Stored data entries
------------

PR #2378, opened 2024-02-28
Make the ScopedFuture abort on cleanup of the owner

TethysSvensson:
Currently the four `spawn` functions that use the `ScopedFuture` has some non-intuitive behavior, which this PR attempts to fix.

#### Persistence across re-evaluation of the owning effect

When you spawn a future with the current owner, the most intuitive behavior would be for it to live as long as e.g. signals created in the same closure.

Consider for instance the following code:

```rust
create_effect(move |_| {
    let value = some_signal.get();
    spawn_local_with_current_owner(async move {
        let log_stream = register_new_log_stream().await;
        loop {
            log_stream.send(format!("Value is {value:?}")).await;
            gloo::timers::future::TimeoutFuture::new(100).await
        }
    })
    .unwrap();
});
```

I would expect this code it to spawn a new future every time `some_signal` changes, which it does. However I would also expect it to stop the previous future which it does not. The result is that multiple futures will run concurrently.

#### Predictable clean-up

Currently long-running futures are not cleaned up at a predictable time.

Consider for instance the following code:

```rust
#[component]
fn LiveInfoPage() -> impl IntoView {
    let (state, set_state) = create_signal(State::default());

    spawn_local_with_current_owner(async move {
        let resource = initialize_expensive_resource().await;
        let connection = open_websocket().await;
        while let Some(msg) = connection.next_update().await {
            let state = resource.process(msg);
            set_state.set(state);
        }
    })
    .unwrap();

    "..."
}
```

Ideally the resources initialized by the future would be cleaned up as soon as the user navigates away from the `LiveInfoPage`, however that is not how `ScopedFuture` currently works.

Instead the resources only cleaned up once the `next_update()` future makes progress at which point the `ScopedFuture` will finally finish.

## Solution

Make sure the future is woken up and aborted whenever the cleanup effects run on the owner.

## Alternatives

Document the current behavior, and potentially add new functions with the behavior implemented in this PR.

### DIFF
--- a/leptos_reactive/src/runtime.rs
+++ b/leptos_reactive/src/runtime.rs
@@ -1550,7 +1550,7 @@ pub fn untrack_with_diagnostics<T>(f: impl FnOnce() -> T) -> T {
 pub struct ScopedFuture<Fut: Future> {
     owner: Owner,
     #[pin]
-    future: Fut,
+    future: futures::future::Abortable<Fut>,
 }
 
 /// Errors that can occur when trying to spawn a [`ScopedFuture`].
@@ -1573,7 +1573,8 @@ impl<Fut: Future + 'static> Future for ScopedFuture<Fut> {
 
         if let Ok(poll) = try_with_owner(*this.owner, || this.future.poll(cx)) {
             match poll {
-                Poll::Ready(res) => Poll::Ready(Some(res)),
+                Poll::Ready(Ok(res)) => Poll::Ready(Some(res)),
+                Poll::Ready(Err(futures::future::Aborted)) => Poll::Ready(None),
                 Poll::Pending => Poll::Pending,
             }
         } else {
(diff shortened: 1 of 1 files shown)


gbj:
Given the breaking changes and additional overhead, I'm going to tag this one as 0.7 to make sure it behaves as expected in the future.  Alternatively, feel free to duplicate + rename these functions, leaving the original ones as they are.

gbj:
To be clear I mean that it's a breaking change primarily because it changes the signature of public functions, and secondarily because of the behavior change. Something like `_abortable` for the function names maybe?

TethysSvensson:
Do you want me to write also update the docs for the non `abortable` versions?

gbj:
Sure, I think updating the docs for the non-abortable version would be great.

And re: a timeline for 0.7, I don't have a very firm answer but "within the next few months" seems like it's in the right zone. I'd say: if the abortable version is something you need right now, I'm happy to take the PR now, and can then decide whether to make this the default behavior in the next version.

TethysSvensson:
It *is* something I need right now, but it is also something I don't mind keeping around as a utility function in my own crate for a few months until v0.7 gets released.

I would prefer if v0.7 contained my versions, as I think the current implementation is a footgun. Alternatively I would also think it would be fine, if the current implement was available under a different name that, to make it less likely for somebody to get the wrong impression about their behavior.

gbj:
Just leaving an update:

0.7 is a significant enough rewrite that the functions this PR modifies in `leptos_reactive` are not used (that entire crate may no longer be in existence when actually released)

The idea of the PR (aborting Futures on cleanup) is probably worth including as an opt in, and possibly even by default.

It's worth saying that this can introduce its own confusions and will need to be documented clearly as to what it does/does not do: for example, if this is used with a `fetch` request aborting the Future will *not* abort the request, unless a browser `AbortSignal` is used.

gbj:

------------

Work to complete: Among the records, find every line with the word "think" and copy it.

Result of the exercise:
Sure, I think updating the docs for the non-abortable version would be great.
I would prefer if v0.7 contained my versions, as I think the current implementation is a footgun. Alternatively I would also think it would be fine, if the current implement was available under a different name that, to make it less likely for somebody to get the wrong impression about their behavior.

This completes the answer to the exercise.